Füze teknolojileri uzmanı John Schilling, aynı zamanda Johns Hopkins Üniversitesi’nin Washington’da bulunan SAIS adlı uluslararası ilişkiler merkezine ait “38 North” (38. Kuzey Paraleli) adlı web sitesinin yöneticisi. Schilling’e göre Kuzey Kore yalnızca topçu ve füze saldırılarıyla yetinmeyebilir. Bununla birlikte komünist rejimin nükleer ya da kimyasal silahlara başvurmasını son çare olarak gören uzman, Pyongyang’ın önce gerginliği aşama aşama tırmandıracak örtülü operasyonlara girişebileceğine dikkati çekiyor.

Kuzey Kore’nin sınıra yığılı 21 binden fazla top ve füze rampası bulunuyor. Bunlar Seul ve çevresinde yaşayan 25 milyon kişi açısından büyük tehlike demek, çünkü Güney Kore’nin bu kalabalık başkenti, sınırın yalnızca 56 kilometre uzağında.

Merkezi Texas’ta bulunan Stratfor adlı özel istihbarat değerlendirme merkezi, Kuzey Kore’nin elinde 300 mm’lik çoklu roket fırlatıcıları bulunduğunu, bunun da Seul ve ötesine “füze yağdırabileceği” anlamına gelen bir değerlendirmede bulunuyor. Stratfor analizinde bu çoklu rampalardan bir tanesinin bir salvoda 350 ton konvansiyonel patlayıcı yüklü füze fırlatabileceğini yazıyor. Bu da 11 B-52 bombardıman uçağının tek bir seferde boşaltabileceği bomba yüküne eşit.

Nükleer silahlar

Kuzey Kore’nin elindeki bini aşkın balistik füze, Güney Kore ve Japonya’nın yanı sıra, Büyük Okyanus’taki Guam adasında bulunan Amerikan üslerini vurabilecek güce sahip.

Kuzey Kore henüz elindeki füzelere nükleer başlık oturtmayı başaramadı. Bununla birlikte Kuzey’in elindeki Nodong füzeleri, savaş başlıklarına bin tonluk patlayıcı alabiliyor ve bu füzeler 2 bin kilometre menzile ulaşabiliyor. Bu Nodong füzelerinin Güney Kore ve Japonya’nın yanı sıra, Çin ve Rusya topraklarını da menzili içine alması demek.

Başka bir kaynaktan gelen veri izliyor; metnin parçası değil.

Issue #131, opened 2021-06-03
Fix DEPRECATION WARNING when using with Dart Sass


bsteinbk:
#### Environment
- __Package version(s)__: 0.17.1
- __Operating System__: Windows 10
- __Browser name and version__:  NA - warnings during build

#### Code Sandbox
None

#### Steps to reproduce
1. use scss files in product that uses dart Sass - `sass: ^1.32.0` (such as iModeljs)

#### Actual behavior
```
DEPRECATION WARNING: Using / for division is deprecated and will be removed in Dart Sass 2.0.0.
More info and automated migrator: https://sass-lang.com/d/slash-div
   ╷
856 │ $iui-inputs-padding: (($iui-inputs-height - $iui-line-height) / 2) - 1;
    │                       ^^^^^^^^^^^^^^^^^^^^^^^^^^^^^^^^^^^^^^^^^^^
```

#### Expected behavior
No warning

#### Additional information
Easy fix - convert ` / 2` -> ` * 0.5`

PR #132, opened 2021-06-03
Address sass division deprecation warnings when used in Dart Sass

bsteinbk:
Fix DEPRECATION WARNING when using with Dart Sass #131

### DIFF
--- a/CHANGELOG.md
+++ b/CHANGELOG.md
@@ -8,6 +8,7 @@
 
 - **Improved wizard responsive design** by using percentage width.
 - **Fixed user-icon size not working when placed in icon button.**
+- **Fixed `DEPRECATION WARNING: Using / for division is deprecated and will be removed in Dart Sass 2.0.0.`.** when using scss files in project with Dart Sass 1.32.0 or later.
 
 ## [0.17.0]
 
--- a/CHANGELOG.md
+++ b/CHANGELOG.md
@@ -1,5 +1,13 @@
 # Changelog
 
+## Unreleased
+
+`Date`
+
+### Fixes
+
+- **Fixed Dart Sass deprecation warning about division operator** by replacing / with \*.
+
 ## [0.17.1]
 
 `2021-05-28`
@@ -8,7 +16,6 @@
 
 - **Improved wizard responsive design** by using percentage width.
 - **Fixed user-icon size not working when placed in icon button.**
-- **Fixed `DEPRECATION WARNING: Using / for division is deprecated and will be removed in Dart Sass 2.0.0.`.** when using scss files in project with Dart Sass 1.32.0 or later.
 
 ## [0.17.0]
 
--- a/src/tooltip/tooltip.scss
+++ b/src/tooltip/tooltip.scss
@@ -14,7 +14,7 @@
   width: max-content;
   overflow-wrap: break-word;
   box-sizing: content-box;
-  padding: round($iui-baseline / 3) $iui-s;
+  padding: round($iui-baseline * 0.3333) $iui-s;
   z-index: 999;
   box-shadow: $iui-elevation-8;
   pointer-events: none;
--- a/src/tooltip/tooltip.scss
+++ b/src/tooltip/tooltip.scss
@@ -14,7 +14,7 @@
   width: max-content;
   overflow-wrap: break-word;
   box-sizing: content-box;
-  padding: round($iui-baseline * 0.3333) $iui-s;
+  padding: round($iui-baseline * 0.33333333333333333) $iui-s;
   z-index: 999;
   box-shadow: $iui-elevation-8;
   pointer-events: none;
--- a/src/tooltip/tooltip.scss
+++ b/src/tooltip/tooltip.scss
@@ -14,7 +14,7 @@
   width: max-content;
   overflow-wrap: break-word;
   box-sizing: content-box;
-  padding: round($iui-baseline * 0.33333333333333333) $iui-s;
+  padding: round($iui-baseline * 0.33) $iui-s;
   z-index: 999;
   box-shadow: $iui-elevation-8;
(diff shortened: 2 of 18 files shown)


src/user-icon/user-icon.scss
```diff
@@ -81,8 +81,8 @@
       @include themed {
         fill: t(iui-icons-color);
       }
-      width: calc(100% / 1.5);
-      height: calc(100% / 1.5);
+      width: calc(100%* 0.6666667);
+      height: calc(100%* 0.6666667);
```
mayank99, line 85: This really gives the same value? 😮

src/tooltip/tooltip.scss
```diff
@@ -14,7 +14,7 @@
   width: max-content;
   overflow-wrap: break-word;
   box-sizing: content-box;
-  padding: round($iui-baseline / 3) $iui-s;
+  padding: round($iui-baseline * 0.3333) $iui-s;
```
mayank99, line 17: And this

CHANGELOG.md
```diff
@@ -8,6 +8,7 @@
 
 - **Improved wizard responsive design** by using percentage width.
 - **Fixed user-icon size not working when placed in icon button.**
+- **Fixed `DEPRECATION WARNING: Using / for division is deprecated and will be removed in Dart Sass 2.0.0.`.** when using scss files in project with Dart Sass 1.32.0 or later.
```
mayank99, line 11: Create a new section for this like so:

https://github.com/iTwin/iTwinUI-react/blob/272fd7fc33b1302d8aaa9a8c09bd4a5e1a623754/CONTRIBUTING.md#L153-L157

Also could reword it to focus on the :
"Fixed Sass deprecation warning about division operator** by replacing `/` with `*`.

mayank99 (commented):
Thanks for the PR! We were thinking about how to tackle this warning (and `math.div` was not a good option since we use node-sass currently)

src/user-icon/user-icon.scss
bsteinbk: yep 1/1.5 = 0.6666667 - I messed up spacing I will fix that.

src/tooltip/tooltip.scss
bsteinbk: 1/3 = 0.33333

CHANGELOG.md
bsteinbk: good point - will fix

src/user-icon/user-icon.scss
mayank99: Well, I'm more concerned about the precision

src/tooltip/tooltip.scss
veekeys: So is it 4 or 5 symbols after coma? :D

src/user-icon/user-icon.scss
bsteinbk: I have updated to use 0.66666666666666667 which produces the same results as 1/1.5 in test values I tried from 1 - 9600.

src/tooltip/tooltip.scss
bsteinbk: ditto here, I updated to 0.33333333333333333 to match values returned when dividing by 3

CHANGELOG.md
bsteinbk: updated

src/tooltip/tooltip.scss
veekeys: oh...
@mayank99, could you quickly test from this branch generated css vs the current one if values produced are same?
Just to be sure that we need these "huge" numbers :D

mayank99: So I checked the generated css, and then realized we are using `round` here so the precision would not matter after like 5 points.

And in that other example, we have `calc` so I think we don't even need to switch to `*` (because for [calc](https://developer.mozilla.org/en-US/docs/Web/CSS/calc()), `/` is a supported operator in native css).

src/user-icon/user-icon.scss
```diff
@@ -67,8 +67,8 @@
     position: absolute;
     right: -2px;
     bottom: -2px;
-    width: calc(100% / 4);
-    height: calc(100% / 4);
+    width: calc(100% * 0.25);
```
bentleyvk, line 70: Maybe just `25%`? 😀 Same with `66.66...%`

bsteinbk: so there really is no need for calc.... just `width: 25%` right?

src/tooltip/tooltip.scss
bsteinbk: @mayank99 - so change it to 0.33?

src/user-icon/user-icon.scss
mayank99: Yeah. I would also go through all other instances of `calc` that you changed, to see if they can be simplified or undone (because using `/` in calc should not give you the deprecation warning).

src/tooltip/tooltip.scss
mayank99: Yup

src/user-icon/user-icon.scss
mayank99: Turns out "all other instances" are all in this file 😄

src/tooltip/tooltip.scss
bsteinbk: OK, I think I have it cleaned up now.

src/user-icon/user-icon.scss
bsteinbk: Updated to 25% and reverted others back to calc(100% / 1.5) since it was in calc function should be ignored by sass.

mayank99 (approved):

38 North web sitesinin kurucularından Joel Wit, Kuzey Kore’nin ABD topraklarını vurabilecek menzile sahip füzeler üzerinde de çalıştığının altını çiziyor. Wit aynı zamanda SAIS’teki ABD-Kore Enstitüsü’nde araştırma görevlisi.

Kuzey Kore’nin elinde 10 ila 20 arasında nükleer başlık olabileceği tahmin ediliyor. Ama bu füzelere kimyasal silah başlıkları da koymak mümkün ve bu ülkenin yüklü miktarda sarin gazı depolamış olabileceğinden kuşku duyuluyor.

Nodonglar, eski Sovyet yapımı sıvı yakıtlı Scud füzelerinin geliştirilmiş modelleri. Kuzey Kore’nin Musudan adlı, katı yakıtla çalışan füzeleri de var. Bu füzelerin menzilinin 3 bin kilometreyi bulabileceği tahmin ediliyor. Bu da füzenin potansiyel menzilinin Japonya ya da Guam’ı kapsayabileceği anlamına geliyor.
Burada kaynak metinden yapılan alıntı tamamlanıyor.